Formed in 2002, Belsize Baroque is one of the leading amateur baroque orchestras. It comprises young professionals, students, and top amateur baroque players from London and elsewhere. The orchestra performs on period instruments in an historically informed style. It collaborates regularly with leading baroque directors to give orchestral performances, and works on baroque and classical repertoire with choral groups.
The orchestra showcases the abilities of talented college students and young professional musicians, providing these players with the opportunity to perform with top directors and an experienced baroque orchestra.
Lockdown update …
Our November concert is cancelled, but we’ll be back as soon as regulations allow. Following our successful concert in September we’re planning to carry on with our 2021 concert dates — see below, and watch this page for news. Belsize Baroque are keen to be playing and performing again as soon as we can!
Belsize Baroque Orchestra Leader Scholarship
We are delighted to announce that Marguerite Wassermann will carry on as Belsize Baroque Leader Scholar for 2020/21.
Marguerite writes
I am delighted to have been asked to continue my scholarship at Belsize Baroque. I have had such an enjoyable year playing fantastically varied concerts with such friendly people. I am looking forward to be able to play with Belsize again whenever that might be!

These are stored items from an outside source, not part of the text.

PR #4179, opened 2017-09-27
Don't show "No sources" hint if sources panel is hidden

nyrosmith:
Associated Issue: NONE

While fiddling around I found that the "No sources" hint gets displayed even when the sources panel is hidden.

STR:

- Open debuggee with "about:blank"
- Switch from sources panel to outline

Before:
sources_before

After:
sources_after

### DIFF
--- a/src/components/PrimaryPanes/Outline.js
+++ b/src/components/PrimaryPanes/Outline.js
@@ -3,7 +3,6 @@
 import React, { Component } from "react";
 import { bindActionCreators } from "redux";
 import { connect } from "react-redux";
-import classnames from "classnames";
 import actions from "../../actions";
 import { getSelectedSource, getSymbols } from "../../selectors";
 import "./Outline.css";
--- a/src/components/PrimaryPanes/Outline.js
+++ b/src/components/PrimaryPanes/Outline.js
@@ -20,7 +20,6 @@ export class Outline extends Component {
   state: any;
 
   props: {
-    isHidden: boolean,
     symbols: SymbolDeclarations,
     selectSource: (string, { line: number }) => void,
     selectedSource: ?SourceRecord
@@ -67,14 +66,14 @@ export class Outline extends Component {
   }
 
   render() {
-    const { isHidden, symbols } = this.props;
+    const { symbols } = this.props;
 
     const symbolsToDisplay = symbols.functions.filter(
       func => func.name != "anonymous"
     );
 
     return (
-      <div className={classnames("outline", { hidden: isHidden })}>
+      <div className="outline">
         {symbolsToDisplay.length > 0
           ? this.renderFunctions(symbolsToDisplay)
           : this.renderPlaceholder()}
--- a/src/components/PrimaryPanes/Sources.css
+++ b/src/components/PrimaryPanes/Sources.css
@@ -67,14 +67,6 @@
   flex: 1;
 }
 
-.sources-panel .outline.hidden {
-  display: none;
-}
-
-.hidden {
-  display: none;
-}
-
 .source-outline-tabs {
   width: 100%;
   background: var(--theme-body-background);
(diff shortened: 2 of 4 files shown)


codehag:
With this solution, we are relying on the sourceTree being empty. I think a better solution here would be to not render the sourcesTree component at all if it is not being displayed, rather than rendering and hiding it.

Here is one way of doing it:

```diff
diff --git a/src/components/PrimaryPanes/Outline.js b/src/components/PrimaryPanes/Outline.js
index 6719f408..abb87aa8 100644
--- a/src/components/PrimaryPanes/Outline.js
+++ b/src/components/PrimaryPanes/Outline.js
@@ -20,7 +20,6 @@ export class Outline extends Component {
   state: any;
 
   props: {
-    isHidden: boolean,
     symbols: SymbolDeclarations,
     selectSource: (string, { line: number }) => void,
     selectedSource: ?SourceRecord
@@ -67,14 +66,14 @@ export class Outline extends Component {
   }
 
   render() {
-    const { isHidden, symbols } = this.props;
+    const { symbols } = this.props;
 
     const symbolsToDisplay = symbols.functions.filter(
       func => func.name != "anonymous"
     );
 
     return (
-      <div className={classnames("outline", { hidden: isHidden })}>
+      <div className={classnames("outline")}>
         {symbolsToDisplay.length > 0
           ? this.renderFunctions(symbolsToDisplay)
           : this.renderPlaceholder()}
diff --git a/src/components/PrimaryPanes/SourcesTree.js b/src/components/PrimaryPanes/SourcesTree.js
index 9835d7a6..cae7e832 100644
--- a/src/components/PrimaryPanes/SourcesTree.js
+++ b/src/components/PrimaryPanes/SourcesTree.js
@@ -249,7 +249,7 @@ class SourcesTree extends Component {
   }
 
   render() {
-    const { isHidden, setExpandedState, expanded } = this.props;
+    const { setExpandedState, expanded } = this.props;
     const {
       focusedItem,
       sourceTree,
@@ -294,10 +294,7 @@ class SourcesTree extends Component {
     };
 
     return (
-      <div
-        className={classnames("sources-list", { hidden: isHidden })}
-        onKeyDown={onKeyDown}
-      >
+      <div className={classnames("sources-list")} onKeyDown={onKeyDown}>
         {tree}
       </div>
     );
@@ -305,7 +302,6 @@ class SourcesTree extends Component {
 }
 
 SourcesTree.propTypes = {
-  isHidden: PropTypes.bool,
   sources: ImPropTypes.map.isRequired,
   selectSource: PropTypes.func.isRequired,
   shownSource: PropTypes.string,
diff --git a/src/components/PrimaryPanes/index.js b/src/components/PrimaryPanes/index.js
index 1b00def4..34aadc2b 100644
--- a/src/components/PrimaryPanes/index.js
+++ b/src/components/PrimaryPanes/index.js
@@ -109,22 +109,17 @@ class PrimaryPanes extends Component {
     const { selectedPane } = this.state;
     const { sources, selectSource } = this.props;
 
-    const outlineComp = isEnabled("outline") ? (
-      <Outline
-        selectSource={selectSource}
-        isHidden={selectedPane === "sources"}
-      />
-    ) : null;
+    function renderSelectedPanel(panel) {
+      if (isEnabled("outline") && selectedPane === "outline") {
+        return <Outline selectSource={selectSource} />;
+      }
+      return <SourcesTree sources={sources} selectSource={selectSource} />;
+    }
 
     return (
       <div className="sources-panel">
         {this.renderTabs()}
-        <SourcesTree
-          sources={sources}
-          selectSource={selectSource}
-          isHidden={selectedPane === "outline"}
-        />
-        {outlineComp}
+        {renderSelectedPanel(selectedPane)}
       </div>
     );
   }
```

nyrosmith:
I did this change in another PR but the problem is that if you switch to outline and then back the tree looses its state and all nodes are collapsed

Marguerite Wassermann is a student at the Royal Academy of Music where she studies violin in the Historical Performance department, and holds the scholarship of the Enlightenment. She is completing a Master’s thesis on ornamentation and instrumentation between 1580 and 1620. Marguerite has played with chamber groups across London, including at Michael’s Highgate, St Anne’s Kew, St John’s Smith Square, and St Martin- in-the-Fields. She has recently been appointed an Emerging Artist by orchestral ensemble, La Serenissima. Marguerite is Artistic Director of the chamber group Judith Collective, who are curating an upcoming festival of historical women composers including stagings of cantatas by Élisabeth Jacquet de la Guerre. Marguerite read music at Oxford University where she also directed the student early music ensemble The Bate Players, who ran a complete cycle of Georg Muffat’s Concerti Grossi at The Holywell Music Room and Keble Chapel.